Разговор на эту тему повторялся каждые несколько месяцев. Со временем Надя согласилась с моими доводами, но просила подождать с применением их на практике: она была не готова. Конечно же, я не спорил, но каждый раз, когда она в очередной раз просила отложить эксперименты, я чувствовал внутри предательское облегчение, которое немедленно вызывало злость: в эти моменты я покорялся собственному страху перед знакомствами, отодвигая испытание, а такого права у меня не было.

C момента первого такого разговора прошло уже почти полтора года, а с момента начала отношений с Надей – целых три. И чем дальше, тем более болезненными становились мои ощущения: я избегал схватки со страхом, признавая своё поражение. Секс, изначально выглядевший как приятный бонус к знакомствам, в моей голове обретал всё большую значимость. Недоступность других девушек превращала их в фетиш.

Конечно, Надя не была заинтересована в экспериментах, которые я ей предлагал. Но она вполне могла пойти мне навстречу, пусть и без энтузиазма. Нет, её сдерживало не отсутствие интереса, а кое-что другое, очень и очень важное. То самое, что останавливало меня когда-то от знакомства в автобусе, и то, что заставляло меня сейчас так страстно и болезненно жаждать этих знакомств. А именно – страх и нежелание покидать зону комфорта. Сейчас Наде было хорошо. Я же её звал туда, где ей виделась неопределённость.

* * *

Через полчаса ласк и горячего чая мне удалось убедить Надю, что её подозрения насчёт девушки в поезде были лишь домыслами. Мы легли спать рано: завтра нас ждало восхождение.
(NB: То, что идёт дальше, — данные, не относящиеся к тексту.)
PR #1254, opened 2019-08-09
file sandbox: check but don't alter paths passed to 'file'

tgross:
During a discussion with @notnoop about https://github.com/hashicorp/nomad/pull/6075, we discovered that _altering_ the path being passed into the `file` function was going to cut off a lot of existing uses of consul-template in Nomad, particularly around the use of the `NOMAD_TASK_DIR` variable.

This PR provides a check but doesn't prefix the path parameter.

cc @schmichael @eikenb

### DIFF
--- a/template/funcs.go
+++ b/template/funcs.go
@@ -104,7 +104,7 @@ func fileFunc(b *Brain, used, missing *dep.Set, sandboxPath string) func(string)
 		if len(s) == 0 {
 			return "", nil
 		}
-		s, err := sandboxedPath(sandboxPath, s)
+		err := pathInSandbox(sandboxPath, s)
 		if err != nil {
 			return "", err
 		}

Всю ночь дверь балкона была открыта. Под утро на улице мягко зашелестел дождь, и я проснулся. Утренняя серость приглушила цвета. За окном повисла дымка, цветы на балконе раскрылись навстречу влаге. Их аромат слегка кружил голову, вызывая желание попробовать дождь на вкус. Я тихо встал и посмотрел вдаль. Поросший лесом склон уходил прямо в тусклую пелену: Альпы были затянуты облаками.

Электронные часы на полке шкафа показывали 6:41. Я тихо склонился над Надей и коснулся губами её щеки ближе к подбородку. Она улыбнулась во сне.

В 7:30 мы уже топали с лёгкими рюкзаками к автобусной остановке.

В тот день мы взошли на вершину горы Йеннер, ощутив кожей и втянув носом все времена года: лето в начале тропы, где деревенька, украшенная цветами, тянулась в гору, но сдавалась в начале крутого подъема; осень, моросящую дождём вдоль реки и берёз, от холода уже начинавших желтеть; зиму, кружащую метель на последнем километре; и весну, когда перед нами разошлись облака, открывая взгляду озеро Кёнигзее и сверкающие луга, и Надя шепнула: «Я люблю тебя».

За следующие пять дней мы прокатились по Кёнигзее на лодке, обошли его пешком, поднялись к леднику и увидели вблизи настоящих диких горных козлов. По вечерам мы гуляли по улочкам Берхтесгадена, пили пиво в местных ресторанах и даже зашли на католическую службу.

Шестой день мы хотели провести в Мюнхене: оставить чемоданы в камере хранения и погулять ночь по улицам и барам, а утром – на самолёт. Накануне отъезда из Берхтесгадена мы лежали в комнате и сквозь открытое окно в потолке вглядывались в темнеющее небо.

– Надь, серьёзно, давай попробуем.

– Как ты себе это представляешь?

– Как и обсуждали уже много раз. Можем для начала просто подойти к какой-нибудь немке вдвоём. Или ты к одной, я к другой. Мы же в свободной Европе! Послезавтра нас здесь не будет, и ты знаешь, что никого из них мы больше никогда не увидим. К тому же мы постоянно будем рядом и сможем прекратить по одному твоему слову.

– Хорошо, – кивнула она.

* * *

Центр Мюнхена показался мне симпатичным, но скучноватым. Везде было чисто, ухоженно и современно. Дома не разваливались, как в Саратове; трамвайные рельсы находились в одной плоскости друг с другом, а не изгибались под немыслимыми углами, как в Братиславе; улицы выглядели абсолютно безопасно – без полицейских в масках и с автоматами, как во Владикавказе. Ни тебе разрухи, ни грязи, ни тёмных личностей.

Мы отправились в городской парк. Надя любовалась разноцветными птичками, а когда мы обошли озеро, я тоже заулыбался и обнял её за плечи. На поле с подстриженной травой паслось несколько десятков серых гусей. Пройдя чуть дальше и миновав рощицу, мы увидели, что поле продолжалось ещё как минимум на полкилометра и было сплошь заселено гусями. Прогуливающиеся люди поглядывали на них доброжелательно, а Надя была совершенно счастлива.